A MAESTRO OR JUST TALENTED: Which Writer Will You Become?


I have a talent for music.  I can hear a tune once and remember it, even play it on the piano.  I can learn a song quickly and even sing along with a song I’ve never heard before (with sound, not words).

This simply makes me talented.  It does not; however, make me a music maestro.  Learning how to actually play chords, use both hands to play full melodies, read and write music and piano techniques, would.

This is the same with writing.  So many people have writing talent; however, not many have the know-how to become a Best-Selling Author.  Why is that, I wonder?  Simply, it’s because most people in our society lack the patience to study the craft.  Most are more impressed with being able to say that they published a book, than actually learning the craft itself.
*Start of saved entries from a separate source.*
PR #45, opened 2025-05-31
Allow checking for device agent updates

Joannis:


Sources/edge/cli/commands/RunCommand.swift
```diff
@@ -241,6 +245,8 @@ struct RunCommand: AsyncParsableCommand, Sendable {
                     } else {
                         $0.cmd = "/bin/\(imageName)"
                     }
+                    $0.appConfig = appConfigData
+                    $0.autoRestart = !debug
```
mihai-chiorean, line 249: is this used anywhere?

mihai-chiorean (approved):

Sources/edge/cli/commands/RunCommand.swift
Joannis: Not yet, I should't have pushed this yet. It's for a next PR

PR #65, opened 2025-07-30
Add edge-network-daemon with SMAppService integration

mihai-chiorean:
- Create edge-network-daemon binary target with XPC service
  - Add SMAppService registration to edge helper install command
  - Set up proper app bundle structure for codesigned daemons
  - Move network daemon binary to Contents/MacOS/ per SMAppService requirements
  - Add build-app-bundle Makefile target with codesigning support
  - Move entitlements file to Sources/edge-network-daemon/
  - Update .gitignore to exclude generated EdgeCLI.app bundle

### DIFF
--- a/.gitignore
+++ b/.gitignore
@@ -10,3 +10,6 @@ DerivedData/
 .vscode
 coverage_report/
 Examples/HelloHTTP/HelloHTTP-container.tar
+
+# Generated app bundle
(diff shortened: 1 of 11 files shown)


mihai-chiorean:
I'm going to merge this because I have upcoming changes that get rid of objc parts. I just needed to break it down into some logical PRs

PR #66, opened 2025-07-30
EDG-175:  Modernize XPC architecture to XPCSession/XPCListener with Swift concurrency

mihai-chiorean:
- needs macOS >14
- the edge-helper (user space agent) detects new usb devices -> picks an IP class -> makes an XPC call to edge-network-helper (system daemon) to configure the network interface
- XPC calls have been tested
- requires code signing
- requires distributing via app bundle


Sources/edge-helper/Services/IPAddressManager+macos.swift
```diff
@@ -0,0 +1,216 @@
+#if os(macOS)
```
mihai-chiorean, line 1: This should be generic enough to work on linux too. the caveat here is the Darwin part. we should abstract away and plug that in via some protocol instead.

Sources/edge-helper/Services/NetworkDaemonClient.swift
```diff
@@ -0,0 +1,218 @@
...
+            }
+        }
+
+        deinit {
+            // XPCSession cleanup will happen automatically when deallocated
+            // We cannot access actor-isolated properties from deinit
+        }
+    }
+
+#else  // !os(macOS)
```
mihai-chiorean, line 168: this might go away depending on what the architecture needs to be on linux

PR #69, opened 2025-08-20
Refactor Package.swift to update executable target names and add new …

zamderax:
Migrated from kebab-case to PascalCase for target names to be more consistent.


zamderax:
Good point will. Correct the executable name. Forgot to revert that

Joannis (approved):
I'm fine with this :)

PR #77, opened 2025-09-11
Add some test coverage

mihai-chiorean:


Tests/EdgeCLITests/AsyncHTTPClientWrapperIntegrationTests.swift
```diff
@@ -0,0 +1,412 @@
...
+        
+        let startTime = Date()
+
+        do {
+            _ = try await wrapper.executeRequestThrowing(request, expectingStatus: .ok)
+
+            let elapsed = Date().timeIntervalSince(startTime)
+
+            // Verify reasonable performance (< 5 seconds for a simple request)
+            #expect(elapsed < 5.0)
```
Joannis, line 406: I wouldn't normally test performance this way, as network latency is very circumstantial.

mihai-chiorean: I'll leave this for now, doesn't cause any problems and we can revisit

PR #84, opened 2025-09-16
Fix formatting on main

mihai-chiorean:


Joannis (approved):
Weird formatting, but okay

PR #93, opened 2025-09-29
Add ConnMan as an alternative to NetworkManager

EBro912:
This PR addresses [EDG-288](https://linear.app/edgeos/issue/EDG-288/add-conman-as-alternative-to-networkmanager ), and adds support for ConnMan on edge devices as an alternative to NetworkManager. A `NetworkManagerFactory` is utilized to auto-detect and provide whatever network manager is used on the device to the rest of the agent, as well as providing an export `EDGE_NETWORK_MANAGER` to allow preference or even forcing a desired network manager. An abstract `NetworkConnectionManager` is inherited by both ConnMan and NetworkManager handlers in order to provide their unique functionality to the factory. The base EdgeAgentService was slightly modified to use this new factory system and the README has been updated to document the new export option.

### DIFF
--- a/Sources/Imager/Lister/LinuxDiskLister.swift
+++ b/Sources/Imager/Lister/LinuxDiskLister.swift
@@ -1,9 +1,10 @@
 import Foundation
+import Logging
 import Subprocess
 
 /// Linux implementation of the DiskLister protocol.
 public struct LinuxDiskLister: DiskLister {
-
+    let logger = Logger(label: "LinuxDiskLister")
     // MARK: - Codable Structs for lsblk JSON Output
 
     /// Represents the root JSON structure returned by lsblk -J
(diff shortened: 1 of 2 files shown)


Sources/WendyAgent/Services/ConnMan.swift
```diff
@@ -0,0 +1,474 @@
...
+            case .string(let state) = variant.value
+        else {
+            return nil
+        }
+        return state
+    }
+
+    /// Extract IP address from service properties
+    private func extractIPAddress(from properties: [DBusValue: DBusValue]) -> String? {
+        guard let ipv4Value = properties[DBusValue.string("IPv4")],
```
mihai-chiorean: worth calling out in the doc part and in the comments for this struct that it supports only IPv4

mihai-chiorean: this block is so hard to read. I had a hard time finding where `address` is. so this starts with ipv4Value, and then casts down the properties inside to find the address. is that right?

Sources/WendyAgent/Services/NetworkManagerFactory.swift
```diff
@@ -0,0 +1,216 @@
...
+        cachedManager = detected
+        return detected
+    }
+
+    /// Create a network connection manager instance based on preference and availability
+    public func createNetworkManager(
+        preference: Preference = .auto
+    ) async throws -> NetworkConnectionManager {
+        // Handle force preferences without auto-detection
+        switch preference {
```
mihai-chiorean: pretty cool

Sources/WendyAgent/Services/ConnMan.swift
EBro912: Connman uses a lot of dictionaries in the data it returns, so yes this is essentially just extracting all the data we want from the dictionaries it returns. Could probably use some better documentation.

PR #96, opened 2025-10-01
Make a separate agent-updater gRPC endpoint that runs in a separate binary

Joannis:


Sources/EdgeAgentUpdater/EdgeAgent.swift
```diff
@@ -0,0 +1,66 @@
...
+
+@main
+struct EdgeAgentUpdater: AsyncParsableCommand {
+    static let configuration = CommandConfiguration(
+        commandName: "edge-agent-updater",
+        abstract: "Edge Agent Updater"
+    )
+
+    @Option(name: .shortAndLong, help: "The path to the Edge Agent binary.")
+    var agentPath: String = "/usr/local/bin/edge-agent"
```
mihai-chiorean, line 17: port and path will need to be configurable

Sources/EdgeAgentUpdater/EdgeAgentUpdateService.swift
```diff
@@ -0,0 +1,77 @@
...
+                )
+            }
+
+            logger.info("Creating temporary directory")
+            let tempDir = try await filesystem.createTemporaryDirectory(
+                template: "edge-agent-update-XXX"
+            )
+            let updateFile = tempDir.appending("edge-agent")
+
+            logger.info("Writing update to \(updateFile)")
```
mihai-chiorean, line 38: structured logging

Sources/EdgeAgentUpdater/EdgeAgentUpdateService.swift
```diff
@@ -0,0 +1,77 @@
...
+import Logging
+import NIOCore
+import NIOFoundationCompat
+import _NIOFileSystem
+
+struct EdgeAgentService: Edge_Agent_Updater_Services_V1_EdgeAgentUpdateService.ServiceProtocol {
+    let logger = Logger(label: "EdgeAgentUpdateService")
+    let binaryPath: FilePath
+
+    func updateAgent(
```
mihai-chiorean, line 12: this is writing the file. what about shutting down the edge-agent during update? or what happens if the new file doesn't start?

mihai-chiorean (approved):

Sources/EdgeAgentUpdater/EdgeAgent.swift
Joannis: They are already

Sources/EdgeAgentUpdater/EdgeAgentUpdateService.swift
Joannis: Good call, I forgot about that. Let's discuss that a bit later today, I think we should make edge-agent a child process of edge-agent-updater. That way it controls the lifecycle

PR #98, opened 2025-10-01
When no agent is provided, use the default hostname (edgeos-device.local) for now

Joannis:
Not certain about this on the long term, but for now it's a huge annoyance out the window for me.


mihai-chiorean (approved):

mihai-chiorean:
btw is there a log that prints what the cli is trying to connect to?

Joannis:
There is on failure, but not on successful connects. Should I add that?

PR #100, opened 2025-10-05
Add a python AI example

Joannis:


mihai-chiorean (approved):

mihai-chiorean:
I don't get why this breaks the builds

PR #104, opened 2025-10-16
Fix wendy imager disk read/write functionality on Linux

EBro912:
This PR addresses Linear issue [EDG-343](https://linear.app/edgeos/issue/EDG-343/wendy-imager-improperly-discovers-drives-during-listing-and-imaging-on), and resolves more issues relating to the `wendy imager`. More specifically, it resolves an issue when using `wendy imager list --all` where all devices, including loop and part devices, would be displayed in the result. The updated lister will ignore all devices besides disk and rom devices, and has updated functionality to include total and available disk space. It also resolves an issue during writing that would cause the `dd` writer process to crash when pinged for a status update. The writer now relies on the built-in `status=progress` functionality of `dd` to keep track of the writer's progress.

### DIFF
--- a/.github/workflows/format-check.yml
+++ b/.github/workflows/format-check.yml
@@ -3,7 +3,8 @@ name: Swift Format Check and Fix
 on:
   pull_request:
     branches: [main]
-
+permissions:
+  pull-requests: write 
 jobs:
   format-check:
     name: Swift Format Check


Sources/Imager/Lister/LinuxDiskLister.swift
```diff
@@ -68,14 +121,46 @@ public struct LinuxDiskLister: DiskLister {
     /// - Returns: A Drive object representing the found drive.
     /// - Throws: An error if the drive is not found.
     public func findDrive(byId id: String) async throws -> Drive {
-        do {
-            // Use lsblk to get information about a specific device
-            // Normalize the id to remove /dev/ prefix if present
-            let deviceId = id.hasPrefix("/dev/") ? String(id.dropFirst(5)) : id
+        // Validate input to prevent injection or invalid paths
+        guard !id.isEmpty else {
+            throw NSError(
```
mihai-chiorean: You want to use Error not NSError here. NSError is old.

mihai-chiorean (changes requested):
a few things. but it's close.

PR #112, opened 2025-10-27
If `/etc/wendy` does not exist, create the directory

Joannis:


mihai-chiorean (approved):
this is actually a problem long term because it assumes the agent will always be root. which is not ideal.

PR #383, opened 2020-03-02
CRL-1731: adding AND condition

patel-bhavin:


patel-bhavin:
Duplicate PR, Xilinx created a PR which was approved and merged!

PR #387, opened 2020-03-02
CRL-1735: adding escape chars

patel-bhavin:


rvaldez617:
Please check the backslashes. First line seems to have 2x as many as the others. That doesn't seem right. If you update, please also update version/modification_date and formatting as appropriate.

Issue #370, opened 2020-02-21
please add cloud as security_domain value


rosplk:
https://github.com/splunk/security-content/blob/c06702a7f4a9923e5105b1815e1cd6cc615cb857/spec/v2/detections.spec.json#L1464

patel-bhavin:
PR Created: https://github.com/splunk/security-content/pull/391

PR #391, opened 2020-03-02
Issue -370 spec update for security domain

patel-bhavin:
added cloud as a security_domain enum values


d1vious:
closes issue #370

PR #411, opened 2020-03-13
DONT MERGE! CRL-1747 updating all aws searches to use src_user

patel-bhavin:
Updated all detections and baseline searches to use a common field: src_user

Updated investigation search and deleted a duplicate


d1vious:
Hey we should close PR's that are not meant to be merged @patel-bhavin

PR #435, opened 2020-04-16
Updated ATT&CK Technique mapping to T1490

secsponge:


secsponge:
"Impact" wasn't in spec file so tests failed. Will fix and try again later

PR #439, opened 2020-04-17
points run story button to the ASX app 

d1vious:
points run story button to the ASX execute page with the story selected instead of github url looks sloppy.. 

When the app is not installed it displays the following error
image


d1vious:
tested this with the attack range, also updated the range with the latest build release of ASX

PR #456, opened 2020-05-18
Fixed typo in search, search optimization

zelienka:
Changes Processs to Processes.
Moved process search to tstats.


patel-bhavin:
Thanks for creating a PR with the fix! @zelienka

PR #457, opened 2020-05-18
Update attrib_to_hide_files.yml

jwindley-splunk:
Adding dest


patel-bhavin:
@jwindley-splunk : Thanks for creating a PR with the patch. Merging!

PR #459, opened 2020-05-19
Update create_or_delete_network_shares.yml

jwindley-splunk:
By having process=*share* AND process=*delete* you will miss any creation of shares. If you are just looking for creating OR deleting of shares you just need to look for the word *share*


patel-bhavin:
Nice catch, tested the updated search on attack_range using T1126 and it works fine

PR #462, opened 2020-05-19
Suspicious zoom process

trogdorsey:
Looking for first time seen child processes of zoom on both windows and macos.. Also added zoom.exe as a process that shouldn't spawn cmd.exe.

Update generate and spec to support collections as a type of lookup


patel-bhavin:
Closing this PR,  created a new PR with spec3 updates

PR #482, opened 2020-05-28
Zoom Story - converted to spec3 and other updates

patel-bhavin:
1. all manifests in spec3
2. updated the bin files to support collections.  Thanks to Dorsey
3. minor change in the Jinja files for baselines


patel-bhavin:
tested on a fresh attack_range splunk instance

PR #538, opened 2020-07-06
Testing detections

P4T12ICK:
Testing and Improvement of detections:
- Detect Path Interception By Creation Of program exe
- Windows Event Log Cleared
- Short Lived Windows Accounts
- Remote Desktop Network Traffic

You don't have to spend too much time for reviewing. The automated pipeline should catch the errors.


bin/ci-generate.py
```diff
@@ -12,31 +12,32 @@
...
-
-def load_file(file_path):
-    with open(file_path, 'r') as stream:
-        try:
-            file = list(yaml.safe_load_all(stream))[0]
-        except yaml.YAMLError as exc:
-            print(exc)
-            sys.exit("ERROR: reading {0}".format(file_path))
-    return file
+# def load_objects(file_path, VERBOSE):
```
jzsplunk, line 23: Are these load functions not needed any more?  Could we port them to a utility file for reuses in other parts of the app?

PR #556, opened 2025-03-04
Forward `get_flag_names` for the `ReadOnlyReport`

Swatinem:
The `api_report_service.ReadOnlyReport` overrides the `flags` property, but it looks like the usage of `.flags` would be better served by `get_flag_names` instead.

But that method previously did not exist on that `Report` class, so lets add it.

### DIFF
--- a/shared/reports/readonly.py
+++ b/shared/reports/readonly.py
@@ -103,6 +103,9 @@ class ReadOnlyReport(object):
                 )
         return self._flags
 
+    def get_flag_names(self) -> list[str]:
+        return self.inner_report.get_flag_names()
+
     @property
     def sessions(self):
         return self.inner_report.sessions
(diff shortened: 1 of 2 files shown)


shared/reports/readonly.py
```diff
@@ -103,6 +103,9 @@ def flags(self):
                 )
         return self._flags
 
+    def get_flag_names(self) -> list[str]:
```
joseph-sentry, line 106: should we be caching the result of get_flag_names internally in the `LazyRustReport` or even in the implementation of the inner report in `resource.py`?

Swatinem: I think it might make sense as a followup potentially. Though I guess this is already rather lightweight already, as it it just iterating through the sessions. Though its quite possible that reports have a shitton fo sessions because of perpetually carryforwarding old shit thats never being cleaned up or other kinds of reasons.

PR #560, opened 2025-03-10
Remove a bunch of duplicated tests

Swatinem:
There were "unit" and "integration" tests, which were mostly completely duplicated. With the only exception that the "integration" tests were calling the constructor, and the "unit" test just sets private fields directly.


giovanni-guidini (approved):
I don't understand why these tests are marked `integration`... I know lines are blurred, but what makes them "integration" tests?

The `apply_diff` maybe is calling external services?
Anyway, good to have a slimmer test suite if we don't loose testing power

Swatinem:
I don’t understand either. Add this as another example of why this classification does not make sense.

Also `apply_diff` does not call external services, as you provide the diff directly.

PR #569, opened 2025-03-12
Hardcode the new minio write implementation

Swatinem:
So far, this only removes the feature flag and the branches in code. It does not yet clean up all the now-obsolete code, which will follow later.


giovanni-guidini (approved):
I hope that when we remove the "old" code we can also drop the "new" and "old" names from the functions hehe

joseph-sentry (approved):

PR #570, opened 2025-03-12
Clean up Storage code

Swatinem:
This removes the old storage abstractions including all their tests.

And also inlines the minio adapter read/write implementation back into the base class.

### DIFF
--- a/shared/storage/minio.py
+++ b/shared/storage/minio.py
@@ -7,7 +7,6 @@ from io import BytesIO
 from typing import IO, BinaryIO, Literal, cast, overload
 
 import certifi
-import sentry_sdk
 import urllib3
 import zstandard
 from minio import Minio
@@ -22,7 +21,6 @@ from minio.helpers import ObjectWriteResult
 from urllib3 import HTTPResponse, Retry
 from urllib3.util import Timeout
 
-from shared.metrics import Summary, set_summary
 from shared.storage.base import (
     CHUNK_SIZE,
     PART_SIZE,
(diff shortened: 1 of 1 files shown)


shared/storage/minio.py
```diff
@@ -204,16 +215,58 @@ def write_file(
...
-            is_compressed=is_compressed,
-            compression_type=compression_type,
+            cast(BinaryIO, result),
+            -1,
+            metadata=headers,
+            content_type="text/plain",
+            part_size=PART_SIZE,
+        )
+
+        set_summary(
```
joseph-sentry, line 263: we can probs get rid of these since we're done rolling out, unless we care about monitoring this long term (which i don't think we do tbh)

shared/storage/minio.py
```diff
@@ -16,15 +19,18 @@
...
-from shared.storage.base import BaseStorageService, PresignedURLService
-from shared.storage.compression import zstd_decoded_by_default
-from shared.storage.exceptions import BucketAlreadyExistsError
-from shared.storage.read import new_minio_read
-from shared.storage.write import new_minio_write
+from shared.metrics import Summary, set_summary
+from shared.storage.base import (
+    CHUNK_SIZE,
+    PART_SIZE,
+    BaseStorageService,
```
joseph-sentry, line 29: may be good in a follow up to remove the `BaseStorageService` as well, it was only useful to define an interface when we had multiple implementations, now that we only have one, it's not as usefule, same with the `PresignedURLService` as well

shared/storage/minio.py
```diff
@@ -204,16 +215,58 @@ def write_file(
         is_compressed: bool = False,
         compression_type: str | None = "zstd",
```
joseph-sentry, line 216: i guess this can be done in a follow-up but we should "deprecate" this argument, maybe using overloads and https://typing.python.org/en/latest/spec/directives.html#example

joseph-sentry (approved):
just some comments about possible future improvements

Swatinem:
Thanks for the suggestions. I removed the instrumentation from this PR.

And I agree that merging / removing the abstract base class / inferface is a good followup that I do want to do, along with cleaning up the various usages and parameters. That would likely need a few passes, as it also means having to audit/update all usage sites.

PR #571, opened 2025-03-12
remove FeatureExposure and SimpleMetric models

matt-codecov:
these were never really fleshed out so i am deleting them

if we want to re-add them in the future, we need to do it with partitioning

requires https://github.com/codecov/shared/pull/573 to ship in worker and api before this can merge
also requires https://github.com/codecov/worker/pull/1136 to have shipped in worker, but that's already merged

### Legal Boilerplate


adrian-codecov (approved):
Approved pending tests fixed

Swatinem (approved):

PR #577, opened 2025-03-18
feat: add new ta_timeseries app

joseph-sentry:
we want to be able to set up a separate instance of timescale to separate out coverage timeseries data and test analytics timeseries data


shared/django_apps/ta_timeseries/models.py
```diff
@@ -0,0 +1,104 @@
...
+    failure_message = models.TextField(null=True)
+    framework = models.TextField(null=True)
+    filename = models.TextField(null=True)
+
+    repo_id = models.BigIntegerField(null=True)
+    commit_sha = models.TextField(null=True)
+    branch = models.TextField(null=True)
+
+    flags = ArrayField(models.TextField(), null=True)
+    upload_id = models.BigIntegerField(null=True)
```
Swatinem, line 30: I’m pretty sure I asked this previously, but why are *all* of these (except `outcome`) nullable?

Swatinem (approved):

shared/django_apps/ta_timeseries/models.py
joseph-sentry: i think the only ones that _shouldn't_ be nullable should be `repo_id` `commit_sha` `upload_id` and maybe `computed_name`, all the other ones it's fair game for them to be null

(i think them all being nullable is leftover from my experiments where i wasn't sure what columns were populated when i was moving data from the existing tables to this one)

PR #580, opened 2025-03-20
fix: Nonsentry user on sentry plan should be able to update plan

ajay-sentry:
This PR aims to fix a bug where a user who has not linked their Sentry account tries to update their plan details while they're on the sentry plan. We naively search for the "available plans" for the user adding the sentry plans to that list if they have the account linked. But we should also add the sentry plans to that list if they're currently on a sentry plan

### Legal Boilerplate


calvin-codecov (approved):
LGTM

PR #582, opened 2025-03-21
Hard-enable the `RustReport`

Swatinem:
It turns out that the [`ComparisonProxy.get_impacted_files`](https://github.com/codecov/worker/blob/c87d47b6c64d150f19242c3ef1c3a5821fc0931f/services/comparison/__init__.py#L284-L290) function within `worker` is depending on the `RustReport` being enabled and present.

So lets just remove the feature flag and hard-enable this, to make it clear that other code actually depends on this.

### DIFF
--- a/shared/reports/readonly.py
+++ b/shared/reports/readonly.py
@@ -1,6 +1,4 @@
 import logging
-import os
-import random
 from typing import Any
 
 import orjson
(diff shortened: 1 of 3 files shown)


Swatinem:
Another fun fact:

While the `get_impacted_files` is hardwired to use the `RustReport`, the code to [compare the output of `get_changes` across the python and rust versions](https://github.com/codecov/worker/blob/c87d47b6c64d150f19242c3ef1c3a5821fc0931f/services/comparison/__init__.py#L172-L196) is spewing a ton of log messages about differences between the two 🤦🏻‍♂️

giovanni-guidini (approved):

PR #583, opened 2025-03-21
Remove unused `Profiling*Analyzer` code

Swatinem:
We have deprecated and removed the previous profiling feature and related code/tasks from api and worker a while back. The code here in shared has stuck around until now.


joseph-sentry (approved):
can you open a PR on worker that points to this PR for the shared SHA just to make sure it passes CI

Swatinem:
I don’t think that is strictly necessary, as there is no references in the worker code to this at all.

But sure, I can quickly get one up, why not.

PR #590, opened 2025-03-27
feat: add metadata to MinioStorageService

joseph-sentry:
GCS/S3 objects allow you to add metadata to them when writing, and you can read that metadata back. This is done via request/response headers. The reason I chose to pass in a metadata_container instead of changing the return type of read_file is because I wanted to offer the option to not care about an object's metadata, and this also makes it so this PR won't involve a bunch of changes to the call sites  in worker and API and instead i can just change the call sites i actually care about

### DIFF
--- a/shared/storage/minio.py
+++ b/shared/storage/minio.py
@@ -201,6 +201,7 @@ class MinioStorageService(BaseStorageService, PresignedURLService):
         is_already_gzipped: bool = False,  # deprecated
         is_compressed: bool = False,
         compression_type: str | None = "zstd",
+        metadata: dict[str, str] | None = None,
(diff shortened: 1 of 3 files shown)


shared/storage/minio.py
```diff
@@ -270,6 +291,11 @@ def read_file(
                 )
             raise e
 
+        if metadata_container is not None:
+            for key, value in response.headers.items():
+                if key.startswith("x-amz-meta-"):
+                    metadata_container[key[11:]] = value
```
Swatinem, line 297: is there a `strip_prefix` kind of function? that would be a better idea rather than just slicing an number of chars off the front.

Swatinem (approved):

PR #603, opened 2025-04-11
Optimize `ArchiveField` reads

Swatinem:
This consists of two optimizations:
- It prefers the `archive_field` over the `db_field`, and can thus avoid some queries for the `db_field`, as some queries in API are explicitly `defer`-ing that load.
- It also avoids initializing the `ArchiveService.storage_hash`, which we don’t need for reads (only writes), and which would require us to load the related repository and owner.

### DIFF
--- a/shared/django_apps/utils/model_utils.py
+++ b/shared/django_apps/utils/model_utils.py
@@ -1,6 +1,7 @@
-import json
 import logging
 from typing import Any, Callable, Optional
+
+import orjson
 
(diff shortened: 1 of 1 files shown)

I think of amazing writers like Aurelis Award Winning novelist Marianne de Pierres, 2003 The National Book Foundation Medal for Distinguished Contribution to American Letters winner Stephen King and Hugo and Nebula Award winner Orson Scott Card.  Each of them learned the craft of writing and wrote many stories and books before ever being truly considered greats in their chosen fields.  They have all given back so that other writers can learn the same lessons they have (with fewer headaches and heartburn).

Each of them have written for a long while, but if you notice, most of what they teach is about…writing. Orson Scott Card actually offers free writing lessons on his website.  Of the 34 listed, only about four or five deal slightly with publishing.

Stephen King’s book, “On Writing”, barely talks about the publishing process. He talks about writing. He even issues a writing lesson which you can send to him and receive feedback.  Marianne de Pierres is the Co-Founder of ROR wRiters On the Rise; which aside from being a really great website to find fantastic Science Fiction authors, is a critiquing group for professional writers in Australia. They critique the writing of the authors, not their choice of publishing. Critiquing helps these writers to better their craft.

What’s my point, you may ask?  Simple.  We must learn the exquisite craft of writing if we are ever to take ourselves seriously as writers.  We have to stop rushing to the finish line and take the time to learn the nuances and technical sides of writing.  We must learn how to write.

My challenge to you today is to look at your own writing and think about your weaknesses.  Could you stand to learn more about conflict, or scene structure?  How multi-dimensional are your characters? How’s your grammar, punctuation and sentence structure?  Do you know the difference between their, they’re and there and when to use which?

It does not make you a lesser writer to admit and therefore fix your weaknesses.  It will, in the long run, make you a stronger writer who will be able to one day, hopefully, see your name listed as one of the greatest writers.